Try it =
If a line in the data contains "runtime", copy it out.

─── Dataset records

PR #1589, opened 2026-08-12
feat(transitions): add global and per-page transition plugin pickers

jeffredodd:
## Why

From Discord: a community member enabled the Transitions beta, followed [`plugins/typewriter/docs/SETUP.md`](https://github.com/Fiestaboard/FiestaBoard/blob/main/plugins/typewriter/docs/SETUP.md), and could not find the UI it described.

They were right, and the docs were less wrong than they looked. Transition plugins were implemented end to end but **unreachable from any UI** — the only way to apply one was `PUT /settings/transitions` or `PUT /pages/{id}` by hand.

Per-page overrides were the more surprising gap. `Page.transition_strategy` is honored at send time (`src/main.py:774`, `:977`; `src/api_server.py:6025`, `:7707`) with fallback to the global default, is persisted, shareable, and clearable — it simply never had a control in the page editor.

## What changed

**Global picker** — `Settings → Behavior → Board Transitions` now lists installed transition plugins in a "Plugins (beta)" group beside the built-in strategies, saving `strategy` as `plugin:<id>`. Step Interval / Step Size are hidden for plugin strategies, since those are forwarded to the Local API and ignored by plugins.

**Per-page picker** — the page editor header gains a `Transition` dropdown: "Use global default", the built-in strategies, and (beta on) the installed plugins, plus a link to the Transition Lab. Clearing sends explicit `null` so the backend's nullable allowset actually drops the override rather than leaving it sticky.

Neither picker discards a setting it can't resolve: a `plugin:<id>` whose plugin is uninstalled, or whose beta flag is off, still renders under its raw id instead of silently reading as "Use global default".

**Integrations** — transition plugins no longer show an enable/disable toggle. It was a no-op: `get_transition_plugin()` (`src/plugins/registry.py:618`) deliberately ignores the enabled flag, so disabling Typewriter still ran Typewriter. They're badged "Transition" instead. `plugin_type` is now returned by `list_plugins()` and `GET /plugins/{plugin_id}`.

**Docs** — built-in strategies are Vestaboard **Local API** features; transition plugins are host-driven full-grid sends that work on **any** connection. The docs conflated the two, and `transitionLab.noPlugins` told users to "enable one on the Integrations page" — the exact step that doesn't exist. All four plugin READMEs + SETUP guides corrected, `TRANSITION_PLUGIN_DEVELOPMENT.md` updated, and a new `docs-site/docs/features/transitions.md`, since the site documented the feature nowhere at all.

## Test evidence

Every test was written before its implementation and proven non-vacuous by breaking the specific production behavior and recording the failure. Representative:

```
# omit the key when null, rather than sending explicit null
× sends an explicit null when clearing an existing override back to the global default
  AssertionError: expected { name: 'Weather Page', …(3) } to have property "transition_strategy"

# drop the plugin: prefix on save
  AssertionError: expected 'slot_machine' to be 'plugin:slot_machine'

# ungate the toggle so transitions render it again
× renders no enable toggle for a transition plugin
  expected document not to contain element, found <button ...

# remove plugin_type from the registry payload
E   KeyError: 'plugin_type'
```

- Python: **4679 passed**. Two files (`test_plugin_sources.py`, `test_plugin_install_integration.py`) fail only in the local test image, which has no `git` binary — unrelated and green in CI.
- Web: **1497 passed / 119 files**, including the zero-key-drift i18n guard after all 15 new keys were translated into the 13 non-English locales.
- Ruff, Prettier, ESLint, and `validate_plugins.py` (7/7) clean.
- `docs-site` verified with a real Docusaurus build; `onBrokenLinks: "throw"` passes.

## Follow-ups not in this PR

- The **Marketplace** tab still can't distinguish transition plugins — `plugin-registry.json` carries no `plugin_type` on any of its 51 entries, so it needs a `RegistryEntry` field plus a seed backfill.
- **Per-collection / per-schedule transitions**, the original feature request. Page-level is now the first rung of the hierarchy (page → global).

### DIFF
--- a/docs-site/docs/features/page-editor.md
+++ b/docs-site/docs/features/page-editor.md
@@ -158,6 +158,18 @@ The split-flap display supports colored tiles using special character codes. You
 
 See the [Color Guide](/docs/reference/color-guide) for detailed usage examples.
 
+## Page Transitions
+
+The editor's header toolbar has a **Transition** dropdown that controls how the board animates when it changes to this page.
+
+- **Use global default** - inherit the transition set in **Settings → Behavior → Board Transitions**
+- A **built-in strategy** (Wave, Drift, Curtain, Row, Diagonal, Random) - performed by the board itself, Local API only
+- A **transition plugin** (Typewriter, Simple Dissolve, and others) - animated by FiestaBoard, works on any connection, shown only when the Transition Plugins beta is enabled
+
+Anything other than **Use global default** becomes a page-level override that applies whenever this page is sent. Switching back to **Use global default** clears it.
+
+See [Transitions](/docs/features/transitions) for how the two kinds differ, what they require, and how to preview them in the Transition Lab.
+
 ## Page Layout
 
 The board display dimensions depend on the target device:
@@ -198,6 +210,7 @@ Pages that are referenced in schedules should be updated or removed from the sch
 
 ## Next Steps
 
+- [Transitions](/docs/features/transitions) - Choose how the board animates into this page
 - [Schedule Mode](/docs/features/schedule) - Automate when pages are displayed
 - [Plugins Overview](/docs/plugins/overview) - See available data sources for your pages
 - [Color Guide](/docs/reference/color-guide) - Learn about color formatting options
--- a/docs-site/docs/features/transitions.md
+++ b/docs-site/docs/features/transitions.md
@@ -1,0 +1,146 @@
+---
+sidebar_position: 6
+description: "Animate how your FiestaBoard changes between messages — built-in Vestaboard flip strategies and beta transition plugins like typewriter, dissolve, and slot machine."
+keywords: [FiestaBoard transitions, Vestaboard transition, flip animation, transition plugins, typewriter transition, dissolve transition, split-flap animation, Transition Lab]
+---
+
+# Transitions
+
+Transitions control how your board gets from the message it is showing now to the next one — a left-to-right wave, a dissolve, a typewriter reveal, or nothing at all.
+
+## Overview
+
+FiestaBoard has **two different kinds of transitions**, and they behave differently. Knowing which one you are looking at explains most of the surprises people run into.
+
+| | Built-in flip strategies | Transition plugins (beta) |
+|---|---|---|
+| **Who animates** | The Vestaboard itself | FiestaBoard, by sending many frames |
+| **Works on** | Local API connections only | Any board connection (Local or Cloud) |
+| **Examples** | Wave, Drift, Curtain, Row, Diagonal, Random | Typewriter, Simple Dissolve, Slot Machine, Quiet Library |
+| **Where to turn on** | Always available | **Settings → Advanced → Beta Features → Transition Plugins** |
+| **Step Interval / Step Size** | Supported | Not used — plugins set their own pacing |
+| **Stability** | Stable | Experimental; behavior and settings may change |
+
+## Built-in Flip Strategies
+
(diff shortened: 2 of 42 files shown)


jeffredodd:
## Production verification

Verified against a **production image** (`--target runtime`) on an isolated network with the mock board — not the dev container, not jsdom.

### A real bug the unit tests could not catch

The first e2e run failed on the per-page picker:

```
<div role="presentation" data-base-ui-inert=""> from <div data-base-ui-portal=""> subtree intercepts pointer events
119 × waiting for element to be visible, enabled and stable
  > await page.getByRole("button", { name: /save/i }).first().click();
```

Base UI's `MenuRadioItem` defaults `closeOnClick` to **false**. Picking a transition left the menu open, and its inert backdrop swallowed the Save click — the setting was selectable but not saveable without dismissing the menu by hand.

jsdom can't see this: Testing Library dispatches clicks straight at the node and never consults the backdrop's `pointer-events`. All 13 unit tests passed against the broken build. Fixed in 8f884aa; the same test now completes in 2.4s instead of timing out.

This is the app's first `DropdownMenuRadioItem`, so there was no local convention to inherit the right prop from.

### The transition actually drives the board

Frame counts from the mock board — persisting a setting is not the same as it working:

| Surface | Setting | Frames delivered |
|---|---|---|
| Global | none | 1 |
| Global | `plugin:typewriter` | **133** |
| Per-page (global = none) | none | 1 |
| Per-page (global = none) | `plugin:slot_machine` | **28** |

The per-page rows are the important ones: the global default was `null` throughout, so those 28 frames came from the page override alone.

### API behaviour in prod

```
GET /api/transitions/plugins        -> 404   (beta off)
PUT /api/settings/beta              -> 200
GET /api/transitions/plugins        -> ['quiet_library','simple_dissolve','slot_machine','typewriter']
GET /api/plugins                    -> typewriter=transition, date_time=data, ...
```

### E2E

`web/tests/transition-pickers.spec.ts`, 4 tests, green against the production build:

```
✓ global picker saves a transition plugin as plugin:<id> (3.2s)
✓ global picker hides plugin options when the beta is off (1.3s)
✓ page picker saves an override and clears it back to the global default (2.6s)
✓ integrations badges a transition plugin and offers no enable toggle (323ms)
4 passed
```

Non-vacuity, since two of these passed before the fix and needed proving:
- **Global picker** — re-ran with the strategy pre-seeded to `diagonal`. It still ended at `plugin:typewriter`, so the click causes the change rather than the assertion matching a coincidence.
- **Integrations** — carries a permanent positive control: a data plugin in the same table must still render its toggle and must not carry the badge. Without it, `toHaveCount(0)` would also pass if the selector simply stopped matching anything.
- **Page picker** — proven by the failure above; it is the test that caught the bug.

Reproduce:

```bash
docker build --target runtime -t fb-transitions:prod .
docker network create fbtp-net
docker run -d --name fbtp-mock --network fbtp-net \
  -v "$PWD/integration-tests/mock-board/server.py":/server.py:ro \
  -e PORTS=7000,7001 python:3.11-alpine python /server.py
docker run -d --name fb-tp-verify --network fbtp-net -p 4499:3000 \
  -e PRODUCTION=true -e FIESTABOARD_AUTH_ENABLED=false fb-transitions:prod
docker run --rm --network fbtp-net -v "$PWD/web":/app -w /app \
  -e BASE_URL=http://fb-tp-verify:3000 -e MOCK_BOARD_HOST=fbtp-mock \
  -e MOCK_BOARD_URL=http://fbtp-mock:7000 \
  mcr.microsoft.com/playwright:v1.62.1-noble \
  npx playwright test tests/transition-pickers.spec.ts
```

──────

Task response =
Verified against a **production image** (`--target runtime`) on an isolated network with the mock board — not the dev container, not jsdom.
docker build --target runtime -t fb-transitions:prod .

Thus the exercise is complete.